● ASSIGNMENT
From the entries below, gather each line containing the word "suzaku".

[[ DATA SHOWN, beginning ]]

PR #636, opened 2019-06-14
pkg/binlogfile: Fix test

suzaku:

One of the unit tests of pkg/binlogfile sometimes
[fails](https://internal.pingcap.net/idc-jenkins/blue/organizations/jenkins/binlog_ghpr_unit_test/detail/binlog_ghpr_unit_test/476/pipeline/):

```
[2019/06/14 09:57:29.008 +08:00] [WARN] [binlogger.go:339] ["binlog file
is already reach the gc time, but data is not send to kafka, position is
%v"]
[name=/tmp/check-6129484611666145821/2/binlog-0000000000000000-20190614095728]
[position={}]


----------------------------------------------------------------------

FAIL: binlogger_test.go:205: testBinloggerSuite.TestGC


binlogger_test.go:225:

    c.Assert(names[0], Equals, BinlogName(0))

... obtained string = "binlog-0000000000000000-20190614095728"

... expected string = "binlog-0000000000000000-20190614095729"
```

Don't use `BinlogName` when checking the result, because it calls
`time.Now` under the hood and may return different names for the same
index.

### Check List 

Tests 

 - Unit test

Code changes

Side effects

Related changes

### DIFF
--- a/pkg/binlogfile/binlogger.go
+++ b/pkg/binlogfile/binlogger.go
@@ -338,7 +338,7 @@ func (b *binlogger) GC(days time.Duration, pos binlog.Pos) {
 		} else if time.Since(fi.ModTime()) > days {
 			log.Warn(
 				"binlog file is old enough to be garbage collected, but the position is behind the safe point",
-				zap.String("name", fileName), zap.Any("position", pos))
+				zap.String("name", fileName), zap.Stringer("position", &pos))
 		}
 	}
 }
--- a/pkg/binlogfile/binlogger.go
+++ b/pkg/binlogfile/binlogger.go
@@ -336,7 +336,9 @@ func (b *binlogger) GC(days time.Duration, pos binlog.Pos) {
 			}
 			log.Info("GC binlog file", zap.String("file name", fileName))
 		} else if time.Since(fi.ModTime()) > days {
-			log.Warn("binlog file is already reach the gc time, but data is not send to kafka, position is %v", zap.String("name", fileName), zap.Reflect("position", pos))
+			log.Warn(
+				"binlog file is old enough to be garbage collected, but the position is behind the safe point",
+				zap.String("name", fileName), zap.Any("position", pos))
 		}
 	}
 }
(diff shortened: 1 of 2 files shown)


pkg/binlogfile/binlogger.go
```diff
@@ -336,7 +336,9 @@ func (b *binlogger) GC(days time.Duration, pos binlog.Pos) {
 			}
 			log.Info("GC binlog file", zap.String("file name", fileName))
 		} else if time.Since(fi.ModTime()) > days {
-			log.Warn("binlog file is already reach the gc time, but data is not send to kafka, position is %v", zap.String("name", fileName), zap.Reflect("position", pos))
+			log.Warn(
+				"binlog file is old enough to be garbage collected, but the position is behind the safe point",
+				zap.String("name", fileName), zap.Any("position", pos))
```
WangXiangUSTC: seems that `Reflect` dosen't print the pos info, do you test `Any`? and Protobuf generated `String()` function for `Pos`, maybe you `zap.Stringer` is better.

pkg/binlogfile/binlogger_test.go
```diff
@@ -214,16 +215,31 @@ func (s *testBinloggerSuite) TestGC(c *C) {
...
 	c.Assert(names, HasLen, 2)
-	c.Assert(names[0], Equals, BinlogName(0))
-	c.Assert(names[1], Equals, BinlogName(1))
+	for i, name := range names {
+		suffix, _, err := ParseBinlogName(name)
+		c.Assert(err, IsNil)
+		c.Assert(suffix, Equals, uint64(i))
+	}
+
+	// The one with index 0 should be collected
```
WangXiangUSTC: do you means the one with index 0 should be gc?

suzaku: Fixed.

pkg/binlogfile/binlogger.go
suzaku: It would be empty for `Stringer`, `Reflect` and `Any`, maybe because the `pos` we passed to this function is not initialized.

When I try logging with non empty a `pos`, I could see the value.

[[ DATA SHOWN, end ]]

● RESULT OF THIS EXERCISE
suzaku:
suzaku: Fixed.
suzaku: It would be empty for `Stringer`, `Reflect` and `Any`, maybe because the `pos` we passed to this function is not initialized.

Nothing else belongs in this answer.